Quantifying Model Form Uncertainty in RANS Simulation of Wing-Body Junction Flow

Abstract: Wing-body junction flows occur when a boundary layer encounters an airfoil mounted on the surface. The corner flow near the trailing edge is challenging for the linear eddy viscosity Reynolds Averaged Navier-Stokes (RANS) models, due to the interaction of two perpendicular boundary layers which leads to highly anisotropic Reynolds stress at the near wall region. Recently, Xiao et al. proposed a physics-informed Bayesian framework to quantify and reduce the model-form uncertainties in RANS simulations by utilizing sparse observation data. In this work, we extend this framework to incorporate the use of wall function in RANS simulations, and apply the extended framework to the RANS simulation of wing-body junction flow. Standard RANS simulations are performed on a 3:2 elliptic nose and NACA0020 tail cylinder joined at their maximum thickness location.
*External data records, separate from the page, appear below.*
PR #351, opened 2026-08-06
fix(use_notebook): route document operations to the document server when split

### LINKED ISSUE #344: `use_notebook` cannot use a local notebook with a remote kernel
## Description

I want to run notebooks in my local project directory with a kernel running on a remote GPU server.

When the notebook server and the code sandbox server are different, `use_notebook` tries to access the notebook on the code sandbox server instead of the document server.

Both servers are healthy, and the remote kernel itself works.

## Reproduce

1. Start a local Jupyter server with `jupyter-collaboration` enabled. Use it to serve the project directory containing the notebook.
2. Start or connect to a remote Jupyter server with a GPU kernel.
3. Configure the MCP server with separate document and code sandbox servers:

   ```text
   DOCUMENT_URL=http://localhost:48889
   DOCUMENT_TOKEN=...
   CODE_SANDBOX_URL=https://<gpu-host>:8888
   CODE_SANDBOX_TOKEN=...
   ```

   In version 1.1.4, use `RUNTIME_URL` and `RUNTIME_TOKEN` instead of `CODE_SANDBOX_URL` and `CODE_SANDBOX_TOKEN`.

4. Use `use_notebook` to connect to the local notebook.
5. See an error such as:

   ```text
   404 Not Found ... /api/collaboration/session/<notebook>.ipynb
   ```

The same workflow works when `DOCUMENT_URL` and `CODE_SANDBOX_URL` point to the same server.

The error and the request URL show that the collaboration request is sent to the remote code sandbox server.

## Expected behavior

`use_notebook` should use the local document server for the notebook and the remote code sandbox server only for the kernel.
Notebook changes and outputs should be saved to the local project directory.

## Context

- Datalayer version: `jupyter-mcp-server` 1.1.4
- Operating System and version: macOS 15.7.4
- Browser and version: Not applicable. The issue occurs in an MCP tool call, not in a browser.

The setup uses a local document server and a remote GPU server on RunPod.
The issue occurs in MCP server mode and only when the two URLs differ.

I have implemented a possible fix in my fork and am testing it in a real setup.
I plan to open a PR after this testing is complete.
This issue is not intended to block or interfere with work by other contributors.

Possible fix branch: https://github.com/pokutuna/jupyter-mcp-server/tree/fix-collab-session-document-url

<details><summary>Browser Output</summary>
<pre>
Not applicable. The issue occurs in an MCP tool call, not in a browser.
</pre>
</details>

pokutuna:
Fixes #344

## Summary

Fix `use_notebook` for setups that use separate document and code sandbox servers.

## Changes

- Route notebook existence checks, creation, collaboration registration, and optional UI opening to the document server when the URLs differ.
- Keep kernel discovery, startup, and execution on the code sandbox server.
- Use document-server authentication for document requests and never reuse code sandbox XSRF headers.
- Preserve the caller-supplied client when both URLs point to the same server.

## Verification

- I used this for a day of regular work with a local notebook and a remote RunPod GPU kernel, and it behaved as expected throughout.
- Beyond that, I had an AI agent verify several connection patterns, including a Kaggle remote kernel.
- Added `tests/test_use_notebook_split_servers.py`.
- `make test-mcp-server` and `make test-jupyter-server` pass.

### AI Verification Notes

<details>
<summary>Split-server configurations exercised</summary>

The notebook existed only on the document server in every run.

| Document server | Code sandbox |
| --- | --- |
| local, **password** | local, token |
| local, token | RunPod, **password** |
| local, token | **Kaggle** |

Confirmed in all three:

- The collaboration session is established on the document server — this is the request that returned `404 /api/collaboration/session/` in #344.
- `use_mode="create"` writes the notebook to the document server only; it never appears on the code sandbox.
- Kernels start on the code sandbox and appear in its `/api/kernels`.

Auth-specific:

- Code sandbox password auth: its cookies and `X-XSRFToken` are absent from the document client, including after notebook creation.
- Document password auth: login cookies are injected into the document client, and re-injected after `relogin_document()`.

</details>

<details>
<summary>Regression coverage of the added tests</summary>

Reverting `use_notebook_tool.py` to the pre-fix version fails 4 of the 5 tests. The one that still passes is `test_same_url_keeps_caller_client`, which covers the non-split path that this change intentionally leaves untouched.

`execute()` swallows collaboration failures, so `test_connect_to_notebook_only_on_the_document_server` opens the connection explicitly rather than relying on the returned message.

</details>

### DIFF
--- a/jupyter_mcp_server/server_context.py
+++ b/jupyter_mcp_server/server_context.py
@@ -23,6 +23,7 @@ class ServerContext:
     _kernel_spec_manager = None
     _session_manager = None
     _server_client = None
+    _document_client = None
     _kernel_client = None
     _code_sandbox_password_auth = None
     _document_password_auth = None
@@ -50,6 +51,7 @@ class ServerContext:
             cls._instance._kernel_spec_manager = None
             cls._instance._session_manager = None
             cls._instance._server_client = None
+            cls._instance._document_client = None
 
     def _close_auth(self):
         """Close auth sessions if present; safe to call multiple times.
@@ -237,6 +239,32 @@ class ServerContext:
         return self._server_client
 
     @property
+    def document_client(self):
+        """Return an HTTP client for document server operations.
+
+        Reuse the server client when ``document_url`` is unset or matches the
+        code sandbox URL; otherwise create a client with document auth.
+        """
+        if not self._initialized:
+            self.initialize()
+        if self._document_client is not None:
+            return self._document_client
+        config = get_config()
+        document_url = config.document_url
+        if (not document_url) or (document_url == config.code_sandbox_url):
+            return self._server_client
+        if (
+            self._document_password_auth is not None
+            and self._document_password_auth is not self._code_sandbox_password_auth
+        ):
+            client = JupyterServerClient(base_url=document_url, token=None)
+            self._document_password_auth.inject_into_session(client.http_client.session)
+        else:
+            client = JupyterServerClient(base_url=document_url, token=config.document_token)
+        self._document_client = client
+        return self._document_client
+
+    @property
     def kernel_client(self):
         if not self._initialized:
             self.initialize()
@@ -347,6 +375,10 @@ class ServerContext:
             self.relogin_code_sandbox(timeout=timeout)
             return
         self._document_password_auth.relogin(timeout=timeout)
+        if self._document_client is not None:
+            self._document_password_auth.inject_into_session(
+                self._document_client.http_client.session
+            )
         logger.info("Document session re-authenticated after cookie expiry.")
 
     @property
--- a/docs/docs/code-sandboxes/kaggle/index.mdx
+++ b/docs/docs/code-sandboxes/kaggle/index.mdx
@@ -103,6 +103,48 @@ code sandbox values come from an active browser session:
 You can parse `CODE_SANDBOX_URL` and `CODE_SANDBOX_ID` from that URL automatically by
 setting `CODE_SANDBOX_CHANNELS_URL`.
 
+Alternatively, Kaggle's
+[external editor support](https://www.kaggle.com/product-announcements/567740)
+exposes the URL directly:
+
+1. Open your notebook on [kaggle.com](https://www.kaggle.com) and start an
+  interactive session.
+2. Open **Run** -> **Kaggle Jupyter Server**.
+3. Under **Manually Connect**, copy the **VS Code Compatible URL** — this is
+  your `CODE_SANDBOX_URL`.
+
+> The URL embeds a session JWT: treat it as a secret and don't commit it. It
+> stops working once the interactive session ends (Kaggle stops idle sessions
+> after a while).
+
+## Using it with a coding agent
+
+The interactive URL above is a standard token-authenticated Jupyter server
+endpoint, so it works as a plain `CODE_SANDBOX_URL` — no `SANDBOX_VARIANT`,
+sandbox extension, or `CODE_SANDBOX_TOKEN` required. Point `DOCUMENT_URL` at a
+local JupyterLab to keep the notebook on your machine while cells run on
+Kaggle:
+
+```json
+{
+  "mcpServers": {
+    "jupyter": {
+      "command": "uvx",
+      "args": ["jupyter-mcp-server@latest"],
+      "env": {
+        "DOCUMENT_URL": "http://localhost:8888",
+        "DOCUMENT_TOKEN": "MY_TOKEN",
+        "CODE_SANDBOX_URL": "https://kkb-production.jupyter-proxy.kaggle.net/k/12345678/eyJ.../proxy"
+      }
+    }
+  }
+}
+```
+
+The local JupyterLab needs `jupyter-collaboration` installed; without it,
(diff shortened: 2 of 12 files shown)


echarles:
> Beyond that, I had an AI agent verify several connection patterns, including a Kaggle remote kernel.

Awesome! We have an example with a pydantic-ai agent - would you add a similar example to illustrate that case in https://github.com/datalayer/jupyter-mcp-server/tree/main/examples ?

pokutuna:
@echarles 
Sure!
One question: I verified this from a local coding agent (claude) via the MCP config, not with pydantic-ai or a custom-built agent.
So I'm thinking of an example showing how to work on a local notebook with a coding agent while the code runs on a Kaggle Jupyter server (Kaggle URL steps + MCP config). Does that sound good?
There wouldn't be much to put in the directory, maybe just a README with a masked mcp.json, or a example notebook that ran on Kaggle, if that.

pokutuna:
There is not enough for a separate example, so I am thinking of adding a short section to the existing [docs/providers/kaggle/index.mdx](https://jupyter-mcp-server.datalayer.tech/providers/kaggle/) page instead.

echarles:
> There is not enough for a separate example, so I am thinking of adding a short section to the existing [docs/providers/kaggle/index.mdx](https://jupyter-mcp-server.datalayer.tech/providers/kaggle/) page instead.

That would help also :+1:

jupyter_mcp_server/server_context.py
```diff
@@ -50,6 +51,7 @@ def reset(cls):
             cls._instance._kernel_spec_manager = None
             cls._instance._session_manager = None
             cls._instance._server_client = None
```
echarles, line 53: If there is a `document_client`, should `server_client` be renamed to `code_sandbox_client` as dealing with non document interactions?

ebarkhordar (commented):
`use_notebook` stops working on a setup that sets `CODE_SANDBOX_URL` and leaves `DOCUMENT_URL` alone, because `document_url` has a non-empty default.

`config.document_url` defaults to `http://localhost:8888` (`config.py:73`, and `resolve_url_and_token_variables` in `utils.py:171` defaults the same way), so `config.document_url != config.code_sandbox_url` cannot tell "the operator asked for a split" apart from "the operator never mentioned a document server". In the second case the contents check goes to `localhost:8888`, where there is usually nothing listening.

That second case is the documented shape for the `kaggle`, `colab` and `datalayer` engines: the engine table in `docs/docs/reference/configuration/index.mdx` lists `CODE_SANDBOX_URL` plus ids/tokens for each of them and no `DOCUMENT_URL`, and the Colab page says notebook and cell tools "run against the Colab code sandbox transparently".

Measured at `b2b9523` against the merge base `5d0922a`, clean container, config set to `code_sandbox_url=<kaggle proxy url>` and `code_sandbox_token` and nothing else:

```
BASE  result = "[INFO] Connected to kernel 'kernel-1'.
                [INFO] Successfully activate notebook 'nb'."
      caller client contents.listed = ['work']

HEAD  result = "Failed to check the path 'work/nb.ipynb': Connection error to
                http://localhost:8888/api/contents/work: HTTPConnectionPool(
                host='localhost', port=8888): Max retries exceeded"
      caller client contents.listed = []
```

It fails in `_check_path_http`, before any kernel work, so the whole call is lost rather than just the document half.

What I would suggest is branching on whether `document_url` was explicitly supplied rather than on its inequality with a defaulted value: default `document_url` to `None` and resolve it to `code_sandbox_url` when unset, which is the kind of merging `resolve_url_and_token_variables` already does. `test_same_url_keeps_caller_client` passes `document_url=SANDBOX_URL` explicitly, so the unset case is not covered by the new tests either way.

The routing split itself reads well, and keeping the code sandbox XSRF header off the document session is a good catch.

jupyter_mcp_server/server_context.py
pokutuna: The context is referenced from many files and the rename touches many lines, so I plan to send it as a separate PR.

pokutuna:
@ebarkhordar

Thanks for the detailed report!

Fixed in 315ffd5 as you suggested: `document_url` now defaults to `None`, and unset falls back to the code sandbox server.

The unset state needs to be handled in several places, and the config is updated in place by `set_config` (e.g. `/api/connect`), so I added `config.resolved_document_url()` / `resolved_document_token()` and connections read the fallback from there. Split decisions still compare the raw fields.

The token follows the same rule: with `document_url` unset, the collaboration websocket uses `code_sandbox_token`; an explicitly-set document server never receives the sandbox token. `DocumentCodeSandbox.document_url` is optional now so `jupyter mcp connect` can carry the unset value.

Added `test_unset_document_url_keeps_caller_client` to cover the unset case you pointed out.


@echarles
Added in 18c93f4: how to get the URL from Kaggle's external editor support, and a coding agent example with a local notebook and a Kaggle kernel.

echarles:
Thx @pokutuna for the fast updated. I let @ebarkhordar share further thoughts and will then review.

echarles (approved):
LGTM Thx @pokutuna

echarles:
Merging as needed for https://github.com/datalayer/jupyter-mcp-server/pull/354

Current results show that both the posterior mean velocity and the Reynolds stress anisotropy show better agreement with the experimental data at the corner region near the trailing edge. On the other hand, the prior velocity profiles at the leading edge indicate the restriction of uncertainty space and the performance of the framework at this region is less effective. By perturbing the orientation of Reynolds stress, the uncertainty range of prior velocity profiles at the leading edge covers the experimental data. It indicates that the uncertainty of RANS predicted velocity field is more related to the uncertainty in the orientation of Reynolds stress at the region with rapid change of mean strain rate. The present work not only demonstrates the capability of Bayesian framework in improving the RANS simulation of wing-body junction flow, but also reveals the major source of model-form uncertainty for this flow, which can be useful in assisting RANS modeling.